Question

Draw the graph of y = 2x + 4. Use the graph to find the area between the line and the
axes

Answer 1

${\large{\pmb{\sf{\underline{Required \; Solution...}}}}}$

✯This question says that we have to draw a graph of an equation y = 2x+4. Then by using that graph we have to find the area between the line and the axes. Let us solve this question properly!

✯ The graph of the equation y = 2x+4 is given in the attachment. See the attachment 1 properly!

✯ Now let's find out the area between the line and the axes:

• As we are able to see in the graph(attachment 2) that the shaded part by me is looking like a right angle traingle. Yes it is true that is a right angle traingle. Shaded area by me is that part of the graph that show the area between the line and the axes. So to solve this we have to use the formula to find out the area of triangle.

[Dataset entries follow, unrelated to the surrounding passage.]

PR #432, opened 2021-08-11
Issue425

rongyj:
This PR is on the top of PR for issue428. 
It skip the validation when the test node is oneOf the defined type and schemaType is not match to the nodeType.


rongyj:
I also did small refactoring to move the "equalsToSchemaType" in TypeValidator to "JsonNodeUtil" for reuse.

PR #438, opened 2021-08-20
"Adding custom message support"

adilath18:
We can create custom message, by adding another property in schema i.e **message**  for e.g.

If our schema is like this:

```
"schema": {
      "properties": {
        "foo": {
          "type": "integer"
        },
        "bar": {
          "type": "string"
        }
      }
    },
```

Then to provide custom message, we have to modify it to:

```
"schema": {
      "properties": {
        "foo": {
          "type": "integer"
        },
        "bar": {
          "type": "string"
        }
      },
    **"message": {
        "type" : "Invalid type"
      }**
    },
```

Since we are getting arguments in ValidationMessage, we can make this message more illustrative using dynamic arguments.
e.g.  **{0} invalid type** where , {0}  will be path


stevehu:
This is a smart way to implement the customized error message with the schema. Could you please add a small doc on the feature so that other people will benefit from your work? Thanks.

PR #443, opened 2021-09-06
$ref caching issue

prashanthjos:
In a scenario where we use the same `JsonSchemaFactory` to create multiple `JsonSchema` instances with each instance having its own config (which is instance of `SchemaValidatorsConfig`) the cached $ref's are picking up the initial config that was set by first call to `JsonSchemaFactory.getSchema`. This PR addresses the issue of refreshing the config every time we call `JsonSchemaFactory.getSchema`. As per my understanding we should be caching the JSONNode instance associated with a schema and not the config.

@stevehu can you please have a look at the PR and let me know your suggestions and approve it if we are good.


prashanthjos:
@stevehu can you please have a look at this PR.

prashanthjos:
@stevehu this review has been pending for a while. We have an important functionality that is waiting for this PR to be merged. Can you please take a look and let me know your comments.

stevehu (approved):

PR #463, opened 2021-10-06
fix for #461 simple implementation (aligned with one-of)

bartoszm:


bartoszm:
I will close it - I attached it only for demonstration purposes.

PR #465, opened 2021-10-10
Example of problems with $id resolution

bartoszm:
This test fails when in my opinion it should pass.


stevehu:
@bartoszm Could you please verify if the issue still exists with the latest version in the master branch? Thanks.

PR #472, opened 2021-10-18
Fix i18n doesn't work with locale CHINA

wyzfzu:
1. rename file jsv-messages_zh_cn.properties to jsv-messages_zh_CN.properties
2. add some test methods


stevehu:
@wyzfzu Thanks a lot for the fix. I have released 1.0.63 and the release note can be found at https://github.com/networknt/json-schema-validator/releases/tag/1.0.63

PR #473, opened 2021-10-20
Remove additional properties validation message when there are other …

jsu216:
…types of message in OneOfValidator


stevehu:
@jsu216 Would you like to add a test case to ensure that your changes won't be broken in the future update to this validator? This validator is very complicated, so the more test cases we have the more confident we have to make enhancements to it. Thanks.

PR #477, opened 2021-10-30
apply default in objects and arrays

SiemelNaran:
At https://json-schema.org/understanding-json-schema/reference/generic.html they say of the default keyword

> The default keyword specifies a default value. This value is not used to fill in missing values during the validation process. Non-validation tools such as documentation generators or form generators may use this value to give hints to users about how to use a value. However, default is typically used to express that if a value is missing, then the value is semantically the same as if the value was present with the default value. The value of default should validate against the schema in which it resides, but that isn’t required.

So before this PR, the 'default' keyword is ignored during both validation and walking.  But this PR allow the user to apply defaults during walking.  They still have to set a flag indicating that they want defaults to be applied (and they can apply defaults only if property is missing, or if it missing or is explicitly null).

If JSON blobs were saved to the database, and the JSON schema changed to add defaults, the db migration tool could use read the JSON blobs and walk them against the schema again to apply defaults.

### DIFF
--- a/src/main/java/com/networknt/schema/JsonSchema.java
+++ b/src/main/java/com/networknt/schema/JsonSchema.java
@@ -20,12 +20,14 @@ import java.io.UnsupportedEncodingException;
 import java.net.URI;
 import java.net.URLDecoder;
 import java.util.Collections;
+import java.util.Comparator;
 import java.util.HashMap;
 import java.util.Iterator;
 import java.util.LinkedHashSet;
 import java.util.Map;
 import java.util.Map.Entry;
 import java.util.Set;
+import java.util.TreeMap;
 import java.util.regex.Matcher;
 import java.util.regex.Pattern;
 
@@ -77,7 +79,8 @@ public class JsonSchema extends BaseJsonValidator {
     private JsonSchema(ValidationContext validationContext, String schemaPath, URI currentUri, JsonNode schemaNode,
                        JsonSchema parent, boolean suppressSubSchemaRetrieval) {
         super(schemaPath, schemaNode, parent, null, suppressSubSchemaRetrieval,
-              validationContext.getConfig() != null && validationContext.getConfig().isFailFast());
+              validationContext.getConfig() != null && validationContext.getConfig().isFailFast(),
+              validationContext.getConfig() != null ? validationContext.getConfig().getApplyDefaultsStrategy() : null);
         this.validationContext = validationContext;
         this.idKeyword = validationContext.getMetaSchema().getIdKeyword();
         this.currentUri = this.combineCurrentUriWithIds(currentUri, schemaNode);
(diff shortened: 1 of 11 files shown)


SiemelNaran:
mvn test results in 4 errors

```
[ERROR] Failures: 
[ERROR]   OpenAPI30JsonSchemaTest.testDiscriminatorMapping:120->runTestFile:109 expected: <false> but was: <true>
[ERROR]   V4JsonSchemaTest.testNotValidator:155->BaseSuiteJsonSchemaTest.runTestFile:116 expected: <false> but was: <true>
[ERROR]   V7JsonSchemaTest.testNotValidator:272->BaseSuiteJsonSchemaTest.runTestFile:116 expected: <false> but was: <true>
[ERROR] Errors: 
[ERROR]   CollectorContextTest.testCollectorGetAll:109 » NullPointer
[INFO] 
[ERROR] Tests run: 310, Failures: 3, Errors: 1, Skipped: 46
```

src/main/java/com/networknt/schema/JsonSchema.java
```diff
@@ -239,6 +239,20 @@ private boolean nodeContainsRef(String ref, JsonNode node) {
         return validators;
     }
 
+    /**
+     * A comparator that sorts validators, such such that 'properties' comes before 'required',
+     * so that we can apply default values before validating required.
+     */
+    private static Comparator<String> VALIDATOR_SORT = (lhs, rhs) -> {
```
SiemelNaran, line 246: This change also changes the order of validators, so the order of validation messages will change.  If anyone was expecting the old order, they will break. Fortunately mvn test passes, and my code uses Matchers.containsInAnyOrder.

stevehu: I don't think the order of the messages is important.

SiemelNaran: What about performance concerns?  Changing HashMap to TreeMap is changing O(1) to O(lg(N)).  Is there a performance test that can be run to test?

stevehu: The focus of this json-schema-validator is the small size of the JSON object and the number of the validators shouldn't that big. In most cases, we shouldn't worry about the performance. For the large-size JSON schemas, we might have an issue. I would suggest picking up one big JSON schema to test it with this [repo](https://github.com/networknt/json-schema-validator-perftest). If we see a performance issue, we can make it configurable to use either HashMap or TreeMap in the code. What do you think?

SiemelNaran: (1) Using json-schema-validator-perftest as is which is version 1.0.49 time is around 430ms

(2) Upgrading to version 1.0.63 by changing the version to
```
            <version>1.0.63</version>
```
and the time is now around 465ms.

(3) Using my code by adding

            <scope>system</scope>
            <systemPath>/Users/snaran/main/Software/json-schema-validator/target/json-schema-validator-1.0.63.jar</systemPath>

now time is around 430ms.  Maybe the TreeMap makes things faster.  Hash map has to hash the whole string, which is O(N) of the whole string, whereas TreeMap only has to compare chars till it finds the first difference, so in theory TreeMap could be faster sometimes.  But who knows, just guessing.

SiemelNaran:
Reminder about this review in case you missed it @prashanthjos .  @stevehu I did the performance tests and replied in the thread, and to my surprise found that the code is faster after my changes.

stevehu:
@SiemelNaran That is good news :) Let us know when you think the PR is completed so that we can start the review. Thanks a lot for the effort.

SiemelNaran:
> @SiemelNaran That is good news :) Let us know when you think the PR is completed so that we can start the review. Thanks a lot for the effort.

It is ready.

Issue #1943, opened 2019-06-18
New popularity facet with top 10 / 100 / 1000 etc. popular products based on unique scans


stephanegigandet:
In order to be able to quickly review the quality / compute stats etc. for popular products, we are going to add a new popularity facet.

The facet will initially have values related to the number of scans by unique ips made with the OFF official app:

- top-10-scans-2019 (same for top 50, 100, 500, 1000, 5000 ... 100 000)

${\small{\boxed{\underline{\sf{Area \: of \: traingle \: = \dfrac{1}{2} \times Base \times Height}}}}}$

$\quad \quad \quad{\pmb{\frak{Here,}}}$

● Base is 2

● Height is 4, we cannot take it as negative here as it is height of triangle.

${\sf{:\implies Area \: of \: traingle \: = \dfrac{1}{2} \times Base \times Height}}$

${\sf{:\implies Area \: of \: traingle \: = \dfrac{1}{2} \times 2 \times 4}}$

${\sf{:\implies Area \: of \: traingle \: = \dfrac{1}{2} \times 8}}$

${\sf{:\implies Area \: of \: traingle \: = 4 \: unit \: sq.}}$